The Great Synagogue/Beth
Israel, Orthodox
Elizabeth Street (adjacent
to Sheraton-on-the-Park Hotel), Sydney NSW 2000
Entrance: 166 Castlereagh
Street
Tel.: 02-9-267-2477
Fax: 02-9-264-8871
E-mail: admin@greatsynagogue.org.au
The Great Synagogue is one
of Sydney’s most beautiful, fascinating and historic heritage buildings.
Centrally located and facing Hyde Park, the Synagogue has stood on its
present site for well over a hundred years, since 1878, but the congregation
itself has a history going back at least fifty years before that date,
to the decade of the 1820’s. The formal establishment of the congregation
came on 2 November, 1831.
The ‘Great’ of the Great
Synagogue makes contrast to the two smaller places of worship that had
preceded it, namely the York Street Synagogue and the Macquarie Street
one, and because it reflected in its ritual and principles the historic
Great Synagogue in the City of London. An architectural competition
was won by Thomas Rowe, one of Sydney’s leading architects, who planned
a building in what was described as Transition French Gothic. The
foundation stone was laid in 1875 and consecrated three years later.
Today the Synagogue is able
to incorporate a war memorial center, auditorium, library, education center,
offices and a Judaica shop.

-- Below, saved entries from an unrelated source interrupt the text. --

PR #228, opened 2020-03-25
webconf cleanups

ThomasWaldmann:


multigeiger/webconf.cpp
```diff
@@ -28,22 +29,41 @@ char deveui[17] = "";
...
+    *value = true;
+    return true;
+  return false;  // invalid
+}
+
+void format_bool(bool *value, char *text) {
+  text[0] = *value ? '1' : '0';
+  text[1] = '\0';
+}
+
```
ThomasWaldmann: later, when we have web form input validation, we can also use different strings than "0" and "1" for the booleans, e.g. "false" and "true".

multigeiger/webconf.cpp
```diff
@@ -28,22 +29,41 @@ char deveui[17] = "";
...
+IotWebConfSeparator sep1 = IotWebConfSeparator("Transmission settings");
+IotWebConfParameter sendToCommunityParam = BOOL_PARAM("Send to sensors.community", "send2Community", sendToCommunity_c);
+IotWebConfParameter sendToMadaviParam = BOOL_PARAM("Send to madavi.de", "send2Madavi", sendToMadavi_c);
+
 #if CPU==STICK
-IotWebConfSeparator sep3 = IotWebConfSeparator("LoRa settings");
-IotWebConfParameter sendToLoraParam = IotWebConfParameter("Send to LoRa (=>TTN) (1=ON)", "send2lora", sendToLora_c, 2, "number", "0/1", NULL, "min='0' max='1' step='1'");
+IotWebConfSeparator sep2 = IotWebConfSeparator("LoRa settings");
+IotWebConfParameter sendToLoraParam = BOOL_PARAM("Send to LoRa (=>TTN)", "send2lora", sendToLora_c);
```
ThomasWaldmann: this one would fit better into the "transmission settings" section. of course only show if we have lora hw.

multigeiger/webconf.cpp
```diff
@@ -28,22 +29,40 @@ char deveui[17] = "";
...
+    return true;
+  if (!strcmp(text, "1"))
+    *value = true;
+    return true;
+  return false;  // invalid
+}
+
+void format_bool(bool *value, char *text) {
+  strcpy(text, *value ? "1" : "0");
+}
```
ThomasWaldmann: later, when we have web form input validation, we can also use different strings than "0" and "1" for the booleans, e.g. "false" and "true".

multigeiger/webconf.cpp
```diff
@@ -28,22 +29,40 @@ char deveui[17] = "";
...
 
+bool parse_bool(char *text, bool *value) {
+  if (!strcmp(text, "0"))
+    *value = false;
+    return true;
+  if (!strcmp(text, "1"))
+    *value = true;
+    return true;
+  return false;  // invalid
+}
```
rexfue: This won't work. This is NOT python. You need curly braces like:
  if (!strcmp(text, "0"))
     {
         *value = false;
         return true;
   }

multigeiger/webconf.cpp
rexfue: I guess 1/0 is better, because it's easier to type in on a small phone keyboard - it is no to error prone.

multigeiger/webconf.cpp
ThomasWaldmann: oops :-)

rexfue: OK now.

ThomasWaldmann:
rebased on master, squashed some fixups, merging now...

On one side is the Rabbi L.A. Falk Library,
and on the other the A.M. Rosenblum Jewish Museum (tel.: 9-267-2477.)
[The Great Synagogue:
History & Heritage, published by the Women’s Auxiliary of The Great
Synagogue, Sydney, 1993]
Rundle Street
The synagogue at Rundle
Street was built in 1850. It has an Egyptian Revival exterior and
interior. In the 1870s the synagogue was enlarged in the Norman style;
still later a further extension was made in the Victorian style.
Sydney Jewish Museum:
Holocaust and Australian Jewish History
148 Darlinghurst Road, Darlinghurst
NSW 2010 Australia
Tel.: (02) 9-360-7999
Fax: (02) 9-331-4245
The Sydney Jewish Museum
is dedicated to documenting and teaching the history of the Holocaust.
Housed in the historic Maccabean Hall , the museum presents visitors with
an elaborate critique of the best and worst of humanity. Its two
permanent exhibitions, Culture and Continuity and The Holocaust, challenge
visitors’ perceptions of democracy, morality, social justice and human
rights and are testimony to the fortitude and endurance of the human spirit.
The museum houses, also, a museum shop, a resource centre, and a fully
kosher facility (Café Macc).
York Street Synagogue
The first formal synagogue in Australia
was designed by James Hume who had previously been associated with some of Sydney’s
finest buildings. The foundation stone was laid in 1842 and consecration
was 2 April, 1844. The York Street Synagogue was commodious (it had seating
for 500) and elaborately furnished. Its Ark, larger and even more impressive
than that in Bridge Street, is also extant. The exterior was described
as being in the Egyptian style; similar buildings, still extant, were erected
by the congregations in Hobart (1845) and Launceston (1846).